**Task requirements**
Below are the records; output them exactly from the first line through the line with "### LINKED ISSUE", stopping there.

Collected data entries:
PR #4507, opened 2026-09-17
fix(aliyun): reject unsuccessful catalog responses

### LINKED ISSUE #4505: [Studio][Bug] Aliyun cloud catalog hides unsuccessful OpenAPI responses as empty or missing resources

- [x] I searched open/closed issues and pull requests for Aliyun catalog response handling, `ListRegions`, `ListInstances`, and `GetInstance`.

### Problem

`AliyunCatalogService` treats any normally completed SDK future as a successful cloud-catalog read and only inspects `data`. The pinned Aliyun RocketMQ 5.x SDK response bodies for `ListRegions`, `ListInstances`, and `GetInstance` all expose business-level `success`, `code`, and `message` fields.

When those APIs return a decoded body with `success=false`, current behavior converts the provider failure into misleading catalog state:

- `ListRegions`: returns an empty region list;
- `ListInstances`: stops pagination and returns an empty/partial instance list;
- `GetInstance`: turns the provider failure into `404 Aliyun instance not found`.

### Impact

These paths drive credential-backed region selection, cloud-instance discovery, and instance onboarding. Permission, throttling, account, or provider-side business failures can therefore look like "no regions", "no instances", or "instance does not exist", sending operators toward the wrong diagnosis.

### Expected behavior

A decoded catalog response body with `success != true` fails closed with a 502-style `BusinessException`, retaining the provider `message`/`code` when available. A genuine successful response with empty/null data keeps the existing empty/not-found semantics. SDK exceptional completions remain mapped by `AliyunClientFactory`.

### Verification plan

Add deterministic service tests for `ListRegions`, `ListInstances`, and `GetInstance` that return normally completed SDK responses with `success=false` and prove current code returns empty/not-found results. Then make those same responses fail closed while retaining the existing successful-empty and identifier-normalization behavior.

This complements #4498/#4499 (Aliyun mutations) and #4500/#4504 (runtime provider reads); it covers the separate cloud-catalog/onboarding surface.

AI-assisted source audit; the response contracts were verified against the pinned `alibabacloud-rocketmq20220801:5.0.8` jar.

zmuxuny:
> Superseded by #4504, which contains the consolidated implementation and addresses #4505. The original proposal below is retained for history; its strict nullable-flag/502 policy is not the current proposal.

- Fixes #4505

### Brief Description

Aliyun's cloud-catalog responses carry a business-level `success` flag in addition to SDK/future completion. Studio previously ignored it in `ListRegions`, `ListInstances`, and `GetInstance`, so provider-side business failures could appear as an empty catalog or a misleading 404.

This change validates each decoded catalog response before consuming `data`. A body with `success != true` now raises a 502-style `BusinessException` using the provider message/code. Successful empty data retains the existing empty/not-found semantics, and SDK exceptional completions continue through `AliyunClientFactory`.

### Red / Green Verification

Fail-before:
- Added three deterministic regressions for `ListRegions`, `ListInstances`, and `GetInstance` with normally completed SDK responses carrying `success=false`.
- `AliyunCatalogServiceTest`: **13 tests, exactly 3 failures**.
- Regions/instances returned normally instead of erroring; GetInstance returned 404 instead of preserving the provider failure.

Green, Java 21:
- `AliyunCatalogServiceTest` + `AliyunClientFactoryTest`: **23/23 passed**, 0 failures/errors.
- `git diff --check`: clean.

No API/schema/dependency/frontend changes.

AI-assisted source audit and implementation; response fields were verified against the pinned `alibabacloud-rocketmq20220801:5.0.8` jar and fail-before behavior was reproduced before changing production code.


server/src/main/java/org/apache/rocketmq/studio/provider/alibaba/AliyunCatalogService.java
```diff
@@ -146,6 +155,15 @@ private List<ListInstancesResponseBody.List> fetchAllInstances(Long credentialId
         return all;
```
RockteMQ-AI, line 155: Clean fallback chain: message → code → generic. `Boolean.TRUE.equals(success)` correctly treats null `success` as failure. Good defensive pattern.

RockteMQ-AI (commented):
### Summary
This PR adds `requireCatalogSuccess()` validation to Aliyun catalog API calls (region listing, instance lookup, instance listing). Previously, these calls only checked for null response bodies but didn't validate the `success` flag in the response body. A business-level error from the Aliyun API could silently return empty results instead of surfacing the failure.

### Findings
- **[Info]** `AliyunCatalogService.java:155-163` — The `requireCatalogSuccess()` helper has a clean fallback chain: message → code → generic message. Using `Boolean.TRUE.equals(success)` correctly handles null `success` as failure.
- **[Info]** The pattern is applied consistently across all 3 catalog API call sites.

### Strengths
- Defensive programming that catches business-level API failures that would otherwise be silently swallowed.
- The helper method centralizes the error-handling logic, making it easy to apply consistently.
- Test coverage includes both success and failure scenarios.

Overall: Good defensive improvement for cloud API reliability.

---

RockteMQ-AI (approved):
### Summary
Re-reviewed after new commits. Aliyun catalog API calls now validate responses with `requireCatalogSuccess()` before using the data. This prevents silent failures when the catalog returns error codes. The validation is applied consistently across region list, instance list, and endpoint queries. Good defensive fix with test coverage.

LGTM.

---

lizhimins (changes requested):
Thanks — the coverage is complete and the tests are mutation-sensitive.

**What we verified.** `AliyunCatalogService` makes exactly three `clientFactory.call` invocations — `listRegions`, `getInstance` and the paged `listInstances` loop — and all three are guarded, so nothing is missed within the file. Removing any one `requireCatalogSuccess(...)` call reddens the matching test. The direction also has precedent in this very file, which already throws 502 when the catalog reports a negative `totalCount`. And of the three Aliyun response-validation PRs this one defends the most visible failure: when the region/instance catalog read fails, the import wizard shows an empty instance list, which is indistinguishable from "this account genuinely has no 5.x instances".

**Blocking items.**

1. **`requireCatalogSuccess` is a line-for-line copy of `requireReadSuccess` from #4504.** The only differences are the message prefix ("Aliyun catalog … failed") and the blank-check spelling. The project convention puts shared logic under `common/util` rather than duplicating it per service; please extract one helper and land the catalog and read changes as a single PR. #4499 (the mutation path) has been closed on separate grounds, so this and #4504 are the surviving pair and should not each carry their own private implementation. There is no textual conflict between the two — they touch different files — so the ordering is free, but the consolidation is not optional.

2. **The rejection rule rejects a missing flag, not just an explicit failure.** `Boolean.TRUE.equals(success)` is false when `success` is null, and `success` is a nullable `Boolean` in `alibabacloud-rocketmq20220801`. On the catalog path that means a region or API version that omits the field empties the import wizard for every Aliyun credential at once. Please reject only on an explicit `Boolean.FALSE`, and add a test pinning the tolerant direction (`success == null` still returns the catalog) — there is no such case today, which is the branch most likely to regress later.

3. **Use `StringUtils.hasText(...)`.** The new helper writes `message != null && !message.isBlank()`; the convention for blank checks in this project is Spring's `StringUtils`, which the sibling helper in #4504 already uses. `matchesSearch` in this same file uses a bare `isBlank`, so you were following local style — but that is existing code, and new code should follow the convention. One-line change.

4. **A design question to answer in the PR, not a defect.** The convention for query APIs here is that only RPC-layer failures throw; a successful HTTP call carrying a business-level failure signal should degrade with data plus a flag, so the frontend does not present it as an outage. `success=false` on a 200 is exactly that kind of signal, and this PR escalates it to 502. Transport and HTTP failures are already mapped by `AliyunClientFactory.mapToBusinessException` to 422/403/404/502/504, so the only genuinely new coverage is "HTTP 200 with `success=false`" and "null response/body". If you have a real capture of the former for `ListRegions`, `GetInstance` or `ListInstances`, attach it to the PR or an issue — that is what would justify the 502. Without it, please scope the change to the null-response case plus explicit `Boolean.FALSE`.

Once items 1 to 4 are addressed we can merge. The branch is already based on `rocketmq-studio`, so no retargeting is needed.

zmuxuny:
Consolidated into #4504 as requested in review. The revised #4504 contains all three catalog paths and the provider reads with one shared helper, omitted-success compatibility and a consistent missing-body policy. It fixes both #4500 and #4505.

Current head: `07f4989`; 171/171 focused tests passed, and the combined check with #4514 passed 246/246. This PR is closed as superseded, not merged. Please follow #4504 for the implementation and verification; issue #4505 remains tracked there.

**Final answer**
PR #4507, opened 2026-09-17
fix(aliyun): reject unsuccessful catalog responses

### LINKED ISSUE #4505: [Studio][Bug] Aliyun cloud catalog hides unsuccessful OpenAPI responses as empty or missing resources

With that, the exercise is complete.